In 1991, I took a business trip to New York City soon after the birth of my son Andrew. Though my family had visited Manhattan through the most dreadful days of the 1970s and 1980s, the grim hopelessness that suffocated the “Ungovernable City” reached its nadir in the early 1990s. A travel magazine from that period listed New York alongside war-torn Sarajevo, Bosnia , in a ranking of the worst cities in the world to visit. Nothing I saw during that three-day trip made me question that conclusion.

My old station wagon was broken into on the trip’s first two nights; vandals shattered all of its windows for good measure on their second pass. Walking through Penn Station late at night was like touring the set of a dystopian horror movie. And a nighttime stroll through Central Park, these days considered romantic, would have then been evidence of a death wish. Murders in New York reached an all-time high in 1990 , while robberies and car thefts continued to explode upward. Natives of the Big Apple that I talked to during that period fondly recalled a bygone era when they could roam the city without fear. No one believed those days would return.

Four years later, after being elected to Congress, I reluctantly returned to New York for a House Armed Services Committee meeting aboard the USS Intrepid. Within minutes of leaving my Midtown hotel, I started peppering my hosts with questions.

“Where is the graffiti?” “When did Times Square stop smelling like a sewer?” “What happened to all the garbage on the street?”

Mayor Rudolph W. Giuliani and his police commissioner, William Bratton, are what happened.
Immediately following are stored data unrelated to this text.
PR #1956, opened 2018-04-02
pragma module-dependency for optional include

### LINKED ISSUE #827: scl improvent: pragma @module-dependency
based on @bazsi's comment ( #678  )
this is a pragma that aborts the current include file if a module is not
available.

@module-dependency json

If this is not met, the entire include file is skipped. or just using the
current @module directive and extend its behaviour (it currently ignores
errors).

Kokan:
A lot of `scl` has a hidden dependency for modules to be present. In case of that `scl` uses a plugin, that is not installed; the syslog-ng is not going to start up even if that specific block is not used in the configuration (but only included).

One of the most common example is the `json`, if the `json` module is not installed, with the default set of `scl`s syslog-ng is not going to start. There are two main workaround exists for this:
* install the module
* remove the scl file

This PR aim to give a solution by creating a new pragma keyword, which can specify module requirement. If the requirement is not specified the syslog-ng is going to skip the current file, thus not causing an issue in case of missing module.

Fixes #827.

### DIFF
--- a/lib/pragma-grammar.ym
+++ b/lib/pragma-grammar.ym
@@ -46,6 +46,7 @@
 %token KW_VERSION
 %token KW_DEFINE
 %token KW_MODULE
+%token KW_REQUIRES
 
 %code {
 
@@ -92,6 +93,7 @@ pragma_stmt
         : KW_VERSION ':' string_or_number               { configuration->parsed_version = __process_version_string($3); free($3); }
 	| define_stmt
         | module_stmt
+        | requires_stmt
 	;
 
 include_stmt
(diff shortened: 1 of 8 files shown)


kira-syslogng:
success

kira-syslogng:
failure

kira-syslogng:
success

kira-syslogng:
success

lbudai:
... and thanks for the PR !

kira-syslogng:
success

lbudai:
@furiel : thanks!

bazsi:
cool \o/


-- 
Bazsi

PR #1957, opened 2018-04-03
Fix stomp template option

gaborznagy:
As discovered in issue #1909 amqp `LogTemplateOptions` were not used in `log_format_template` call.

I have checked syslog-ng code for every template usage and discovered that `stomp()` dest. driver has the same problem, but only for the body part of the message.
Header part works: value_pairs call is using template options.


kira-syslogng:
success

PR #1968, opened 2018-04-05
testing: fixing symbol redefinition error

furiel:
Only testing is affected!

Now both cr_template and msg_parse_lib contain the same symbol: `MsgFormatOptions parse_options`. Also the syslogformat module initializer/deinitializer functions are copy-pasted between the two modules.

This patch resolves the problem: cr_template should use these symbols from msg_parse_lib.


kira-syslogng:
success

PR #1970, opened 2018-04-06
Fix possible LogMessage-related crash (NVTable)

MrAnno:
Subtracting an "out-of-boundary" number from a pointer is undefined.
The result may underflow making the condition false, causing a crash.

(`alloc_size` is the size of a new entry that we want to store in NVTable.)

Apart from this, my change is an equivalent transformation.

This bug has been identified on a Solaris 11 machine, where `NVTable` is often stored on low addresses.


kira-syslogng:
success

bazsi:
Indeed good catch, and I guess it was very difficult to diagnose. Nice job!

Their groundbreaking policies led to the reversal of a crime epidemic that was strangling the soul of New York City.

Giuliani’s record on crime ranks among the greatest public-policy achievements of the 20th century. Under him, violent crime in the city dropped 56 percent, murders and robberies plunged by two-thirds, and property crimes fell 65 percent. Critics still cite an improving economy, the crack epidemic’s end and the policies of Giuliani’s predecessor as mitigating factors. But let’s give credit where credit is due.

Beyond those historic achievements, it would be Giuliani’s inspired leadership in the days after the terrorist attacks of Sept. 11, 2001, earned him the title “America’s Mayor.” Before President George W. Bush found his voice on top of a pile of rubble at Ground Zero, it was Giuliani who projected compassion, determination and defiance during those trying times. Giuliani struck nothing less than a Churchillian pose when that inspired leadership was so necessary for New York and the rest of the world.

Why do I choose today to excavate Giuliani’s record as mayor? Because this week, that same man became the latest public figure to assume the role of henchman for President Trump, stooping so low as to slander the very law-enforcement institutions that made New York’s remarkable renaissance possible.

During his Wednesday night appearance on Fox News’s “Hannity,” Giuliani was so desperate to protect the president from the fallout over his porn-star payoff that he compared FBI agents and prosecutors in the Southern District of New York to Nazi stormtroopers. And what grave offense did these pillars of American law enforcement commit to earn such a damning rebuke?

They did exactly what then-U.S. Attorney Giuliani did during his own time as the Southern District’s top prosecutor. In pursuing their investigation into Trump fixer Michael Cohen, the U.S. Attorney’s office went to a federal court, argued for a warrant based on probable cause, conducted a constitutionally approved search and gathered evidence to either prove or disprove that the subject had committed a crime. As Giuliani himself said of the search on Cohen’s apartment, home and office: “Is it extraordinary? No. This is the way prosecutors get information — sometimes to convict and prosecute, sometimes to exculpate.”

But that was Giuliani way back on April 9 — before he joined Trump’s team of misfit lawyers.

Why America’s Mayor would now allow himself to become Trump’s chump is beyond me. With many West Wing insiders openly questioning whether the 45th president will even finish his term, such shortsightedness makes no sense, even when viewed in the most cynical of lights.

Giuliani has said that in September 2001, during New York’s darkest hour, he drew strength from Winston Churchill’s example. That is curious considering the great British leader stood alone for years while warning the world of Hitler’s dangers. That lonely stand isolated him from kings, prime ministers and his own political party. And yet poor Rudy couldn’t even stay true to his former colleagues for a month once Trump came calling.

We can all thank God that Churchill, and not Giuliani, was on guard when Adolf Hitler’s actual stormtroopers sought to destroy England and lay waste to the rest of Western civilization. Because unlike Rudy Giuliani, Winston Churchill never blinked.